** Records provided follows **

PR #5782, opened 2025-10-22
[Enhancement] heavy query weights

ruslan-mikhailov:
**What this PR does**: It adds three more conditions when to add +1 to weight:
1. If AllConditions is false
2. Full trace is needed
3. SecondPassSelectAll is true

Fixes #<issue number>

**Checklist**
- [x] Tests updated
- [ ] Documentation added

### DIFF
--- a/CHANGELOG.md
+++ b/CHANGELOG.md
@@ -15,6 +15,7 @@
 * [ENHANCEMENT] Improve shutdown time in the first 30 seconds [#5725](https://github.com/grafana/tempo/pull/5725) (@ldufr)
 * [ENHANCEMENT] Add metric for tracking added latency to write requests [#5781](https://github.com/grafana/tempo/pull/5781) (@mapno)
 * [ENHANCEMENT] Improve error message when overrides fail to parse [#5787](https://github.com/grafana/tempo/pull/5787) (@mapno)
+* [ENHANCEMENT] Increase weight for heavy TraceQL queries [#5782](https://github.com/grafana/tempo/pull/5782) (@ruslan-mikhailov)
 * [BUGFIX] Fix compactor to properly consider SSE-KMS information during metadata copy [#5774](https://github.com/grafana/tempo/pull/5774) (@steffsas)
 * [BUGFIX] Correctly track and reject too large traces in live stores. [#5757](https://github.com/grafana/tempo/pull/5757) (@joe-elliott)
 * [BUGFIX] Fix issues related to integer dedicated columns in vParquet5-preview2 [#5716](https://github.com/grafana/tempo/pull/5716) (@stoewer)


modules/frontend/pipeline/async_weight_middleware_test.go
```diff
@@ -63,48 +65,143 @@ func TestWeightMiddlewareForTraceQLRequest(t *testing.T) {
...
+		},
+		{
+			query:    "{span.a = \"1\"} ~ {span.b = \"2\"}",
+			expected: TraceQLSearchWeight + 2,
+		},
+
+		{
+			// Aggregate requiring full trace
+			query:    "{} | count() > 5",
+			expected: TraceQLSearchWeight + 2, // +1 for AllConditions is false, +1 for NeedsFullTrace
```
ruslan-mikhailov, line 142: To be sure I understand well what part of the code added weight, I modified it to "weight += 10, 100, 1000` and so on (different on each line), run the test and double-checked comments.

modules/frontend/pipeline/async_weight_middleware.go
```diff
@@ -120,6 +121,24 @@ func (c weightRequestWare) setTraceQLWeight(req Request) {
...
+
+	// Queries with OR operations (AllConditions=false) are more expensive
+	// because they can't be optimized in the storage layer
+	if !spanRequest.AllConditions {
+		weight++
+	}
+
+	// Query that requere full trace scanning, e.g. with structural operators
+	if rootExpr != nil && rootExpr.NeedsFullTrace() {
+		weight++
```
ruslan-mikhailov, line 135: This feels like we need to increase weight even more?

joe-elliott: i forgot about `NeedsFullTrace()`!! nice find.

i don't have a good answer for your question, but yes queries like `{} >> {}` are generally more expensive than `{ foo || bar }`. if `NeedsFullTrace()` is true is `AllConditions` is always false? we may already be incrementing by 2. `{ span.foo && span.bar } | count() > 10` may be an example of a query that has `AllConditions` true and `NeedsFullTrace()` true, but maybe this is ok and it only gets a +1?

you're welcome to:
- make the weight additions configurable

** End of Records provided **

- **What this task involves**:
The required answer is the run of lines above, starting at the line with "- [ ] Documentation added" and ending at the line with "[ENHANCEMENT] Improve error", reproduced exactly with both ends.

- **Expected answer**:
- [ ] Documentation added

### DIFF
--- a/CHANGELOG.md
+++ b/CHANGELOG.md
@@ -15,6 +15,7 @@
 * [ENHANCEMENT] Improve shutdown time in the first 30 seconds [#5725](https://github.com/grafana/tempo/pull/5725) (@ldufr)
 * [ENHANCEMENT] Add metric for tracking added latency to write requests [#5781](https://github.com/grafana/tempo/pull/5781) (@mapno)
 * [ENHANCEMENT] Improve error message when overrides fail to parse [#5787](https://github.com/grafana/tempo/pull/5787) (@mapno)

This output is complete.